2. A recorrente arguiu a inobservância do Tema RG nº 1.140 e o descumprimento do art. 150, inc. VI, al. “a”, da Constituição da República, defendendo fazer jus à imunidade tributária recíproca.
3. O Juízo de 1º Grau acolheu a impugnação ao valor da causa e julgou improcedente o pedido de imunidade. O Tribunal Regional Federal da 3ª Região negou provimento à apelação da sociedade de economia mista, mantendo a improcedência do pedido de imunidade e a fixação do valor da causa.
II. Questão em discussão
4. Há duas questões em discussão: (i) saber se a ausência de impugnação específica dos fundamentos da decisão agravada impede a apreciação do recurso; e (ii) estabelecer se a ausência de preliminar específica da repercussão geral da controvérsia inviabiliza o recurso.
III. Razões de decidir
5. A ausência de impugnação específica dos fundamentos da decisão agravada configura irregularidade formal, uma vez que a mera reiteração das razões do recurso extraordinário não afasta a motivação específica apresentada pelo juízo de admissibilidade.

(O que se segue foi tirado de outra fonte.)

PR #2889, opened 2025-05-16
Add GraphQL relationship filters

williamjallen:
The existing GraphQL filter input currently only allows users to filter by fields directly on the underlying table being filtered.  This PR improves the filter input by allowing users to search by relationships as well.  In other words, it's now possible to answer queries like "give me the list of builds which have a test named xyz".  These filters can be infinitely nested, essentially giving users the ability to query anything in the CDash database, subject to access control limitations.  This is an extremely powerful capability which will enable improvements to existing pages, brand new pages which were not previously possible, and 3rd-party extensions using the API.

### DIFF
--- a/app/GraphQL/Directives/FilterDirective.php
+++ b/app/GraphQL/Directives/FilterDirective.php
@@ -47,12 +47,41 @@ final class FilterDirective extends BaseDirective implements ArgBuilderDirective
         FieldDefinitionNode &$parentField,
         ObjectTypeDefinitionNode|InterfaceTypeDefinitionNode &$parentType,
     ): void {
+        // A hack to get the return type, assuming all lists are paginated...
+        $returnType = Str::replaceEnd('Connection', '', $parentField->type->type->name->value);
+
         $multiFilterName = ASTHelper::qualifiedArgType($argDefinition, $parentField, $parentType) . 'MultiFilterInput';
         $argDefinition->type = Parser::namedType($multiFilterName);
 
-        $defaultFilterType = Str::replaceEnd('Connection', '', $parentField->type->type->name->value) . 'FilterInput';
-        $inputType = $this->directiveArgValue('inputType', $defaultFilterType);
-        $documentAST->setTypeDefinition($this->createMultiFilterInput($multiFilterName, $inputType));
+        $defaultFilterType = $returnType . 'FilterInput';
+        $filterName = $this->directiveArgValue('inputType', $defaultFilterType);
+
+        if (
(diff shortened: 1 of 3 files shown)


josephsnyder (approved):
LGTM.  We talked about the things that i experienced and have a plan to deal with them.  I'll leave this off the merge queue until Zack gets a chance to look at it.

tests/Feature/GraphQL/FilterTest.php
```diff
@@ -500,4 +512,490 @@ public function testProhibitsMultipleFieldsInSingleFilterObject(): void
...
+        $this->projects['public1']->builds()->create([
+            'name' => 'build1',
+            'uuid' => $build1uuid,
+        ])->targets()->create([
+            'name' => $target1name,
+            'type' => TargetType::UNKNOWN,
+        ]);
+
+        $build2uuid = Str::uuid()->toString();
+        $target2name = Str::uuid()->toString();
```
zackgalbreath, line 954: What does adding this second build and target do for this test?

williamjallen: Ah, good catch.  This build is supposed to be attached to a different project (e.g., `public2`).

app/GraphQL/Directives/FilterDirective.php
```diff
@@ -147,26 +188,73 @@ function ($subfilterBuilder) use ($filter, $table): void {
...
+        $typeDefinition = "input {$relationshipFilterName} {" . PHP_EOL;
+        foreach ($subFilterableFields as $fieldName => $fieldType) {
+            $typeDefinition .= "{$fieldName}: {$fieldType}" . PHP_EOL;
+        }
+        $typeDefinition .= '}' . PHP_EOL;
+        return Parser::inputObjectTypeDefinition($typeDefinition);
+    }
+
+    /**
+     * Find a list of filterable relationships by finding those which return a list and have a @filter directive.
```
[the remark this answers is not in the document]
williamjallen: Correct, it's not possible to filter `HasOne` relationships with the changes in this PR.  That's an oversight on my part--we certainly want to support the ability to filter by `HasOne` relationships, even though it doesn't make sense to filter a `HasOne` relationship itself.  It's not technically impossible, but the entire approach needs to be changed to be able to support  that.  I'll convert this back to a draft while I contemplate what to do.

williamjallen:
It looks like GitHub is having some issues this morning.  I'll re-queue this later today...

zackgalbreath (approved):

PR #2890, opened 2025-05-19
Increase the size of the testmeasurement.name field

zackgalbreath:
This change resolves the following type of database errors:

```
insert into "testmeasurement" ...  value too long for type character varying(70)
```


josephsnyder (approved):
LGTM.  No issue with migration or rollback

PR #2891, opened 2025-05-20
Enable HTTP Compression

williamjallen:
[HTTP compression](https://developer.mozilla.org/en-US/docs/Web/HTTP/Guides/Compression) is supported by all major browsers, and enabling it is now considered to be a standard practice.  I observed a baseline transfer size improvement of 1-5% for all pages, plus a 10-60% improvement for pages with large amounts of text data in a development environment.  Network overhead is the biggest contributor to initial page render time, so reducing the number of bytes transmitted corresponds to a reduction in page load time.


josephsnyder (approved):
LGTM!

PR #2893, opened 2025-05-21
Make partial text match filters case-insensitive

williamjallen:
Some users previously used MySQL's case-insensitivity to deliberately create case-insensitive filters for build and test names.  While it's not practical to implement case-insensitivity for very selective filters while retaining their current performance, there is no real difference in performance for filters which are not selective enough to make use of indexes.  This PR changes all of the "LIKE"-based filters to use "ILIKE" instead.  Note that this will make the "starts with" filter less performant, in exchange for maintaining consistency with the other LIKE-based filters.

### DIFF
--- a/app/cdash/include/filterdataFunctions.php
+++ b/app/cdash/include/filterdataFunctions.php
@@ -897,28 +897,28 @@ function get_sql_compare_and_value($compare, $value)
 
         case 63:
             // string contains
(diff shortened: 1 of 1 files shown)


williamjallen:
Currently failing the MySQL tests.  Converting to draft until https://github.com/Kitware/CDash/pull/2885 is merged.

PR #2894, opened 2025-05-21
Fix project and global invitation access control issues

williamjallen:
https://github.com/Kitware/CDash/pull/2778 and https://github.com/Kitware/CDash/pull/2830 both suffer from a logical flaw which was missed in testing because the Laravel `assertJson(..., strict: true)` does not actually do an exact JSON match as it was believed to do.  This PR resolves the access control issues in these unreleased features.  I plan to make a separate PR to convert the rest of the `assertJson()` assertions throughout the codebase to `assertExactJson()`.

### DIFF
--- a/app/Policies/GlobalInvitationPolicy.php
+++ b/app/Policies/GlobalInvitationPolicy.php
@@ -7,6 +7,11 @@ use App\Models\User;
 
 class GlobalInvitationPolicy
 {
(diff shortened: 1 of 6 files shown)


josephsnyder (approved):
LGTM! Can't see the invitation when I'm not supposed to!

PR #2898, opened 2025-05-28
Move join/leave project functionality to members page

williamjallen:
This PR finishes our recent effort to modernize the project membership experience started in https://github.com/Kitware/CDash/pull/2778.  The join/leave functionality has been moved to the project members page, leaving `subscribeProject.php` as only a place to configure notifications.

### DIFF
--- a/app/GraphQL/Mutations/JoinProject.php
+++ b/app/GraphQL/Mutations/JoinProject.php
@@ -1,0 +1,44 @@
+<?php
+
+declare(strict_types=1);
+
+namespace App\GraphQL\Mutations;
+
+use App\Models\Project;
+use App\Models\User;
+use Exception;
+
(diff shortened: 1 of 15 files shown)


williamjallen:
@josephsnyder I considered that, but I think there's a use case for a project with no project administrators if an instance chooses to only have global administrators.  Global administrators can do everything project administrators can do.  It's always possible to add global administrators via the CLI if needed, so I don't think there's an issue here.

6. O agravo, para ser apreciado, deve impugnar de forma especificada todos os fundamentos da decisão agravada, em observância ao princípio da dialeticidade recursal.
7. A parte recorrente deixou de apresentar a preliminar específica da arguição da repercussão geral da controvérsia, requisito formal que não se presume.
IV. Dispositivo
8. Agravo em recurso extraordinário a que se nega provimento.
_________
Dispositivos relevantes citados: CPC, arts. 85, § 11, 932, inc. III, 1.021, § 4º, 1.026, §§ 2º a 4º; RISTF, art. 21, § 1º.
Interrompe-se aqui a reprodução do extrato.